Located where the Museum of the Archbishop's Palace now stood one could see one of its walls, which once belonged to Inca Roca (the Seventh Inca) inclined inward and erected with huge blocks of what is considered very good masonry work and the famous twelve angled stone, which draws attention for its great size (150x124 cm) and the perfection with which the adjacent blocks fit together, despite its twelve sides.
San Blas District, whose narrow cobbled stone streets sided by typical one storey high houses with colourful verandas very much reminded me of the medieval city of Obidos in Portugal is well known as the quarter of the artists.
Reproductions of some of the famous paintings of the Cusco School could be seen in some of the little Art shops going up hill.

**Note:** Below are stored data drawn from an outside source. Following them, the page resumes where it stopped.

PR #444, opened 2019-04-23
Log UTxO size directly from validation and update readme

ruhatch:

PR #446, opened 2019-04-24
[#228] T3.1.1 benchmarking - bulk block validation

CodiePP:
this is a first version of measuring the block validation routine with a bracket observing RTS and clock.

the log output is shown on 'stdout'; aggregated statistics in EKG (http://localhost:12788)

ran the program with: `cabal new-run validate-mainnet`


ruhatch (commented):
You're seeing a problem validating because of this code:
```
forM_ (take 10 files) $ \epochFile -> liftIO $ do
    -- Currently `validateEpochFiles` is restricted to the first 5 epochs.
        logDebug logTrace $ pack ("validating epoch file: " ++ epochFile)
    result <- liftIO $ validateEpochFiles (genesisConfig config) initialCVS (take 5 files)
        result <- Log.bracketObserveIO logConf
    liftIO $ putMVar cvsVar result
                                       logTrace
                                       Info
                                       "validate" $
                      validateEpochFile (genesisConfig config) initialCVS epochFile
        putMVar cvsVar result
```
You're using `forM_`, but the `validateEpochFile` action is not stateful. You need to use a `foldM` instead. I've actually changed this code in PR #444 and put logging into the `cardano-ledger` library. I'd suggest you look at that PR, then rebase on it and add the benchmarking inside the `foldM`.

CodiePP:
rebased on #444
the aggregated statistics of the measurements of RTS and clock are sent to EKG (http://localhost:12788)
(look for the calculated mean time between block validations: `cardano.epoch-validation.benchmark.diff.Time-interval.monoclock.basic.mean`; is about 3 seconds on my machine)

ruhatch (approved):
Looks great, thanks :)

bors r+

Upon having reached San Blas Square we
unfortunately didn't manage to visit the 1562 Church (seen underneath on the
right) which is famous for its carved pulpit said to have been made
from a single tree trunk and characterized by its over ornamentation but
visited a traditional ceramics shop located close by where among
various exquisite religious artefacts I noticed the image of little
Jesus wearing some of the traditional apparel of the different Peruvian
regions.
We then made our way down again so as to have lunch at a typical restaurant close to Plaza de Armas. The red bean and vegetable soup again reminded me of a fairly similar soup we have in Portugal, whose flavour was only slightly different for being spicier.
We would be having the afternoon free and though we had been looking forward to this moment it now seemed almost pointless ..., but Marie Hélène and I decided to give it a go and stay around Plaza de Armas before heading back to the Hotel.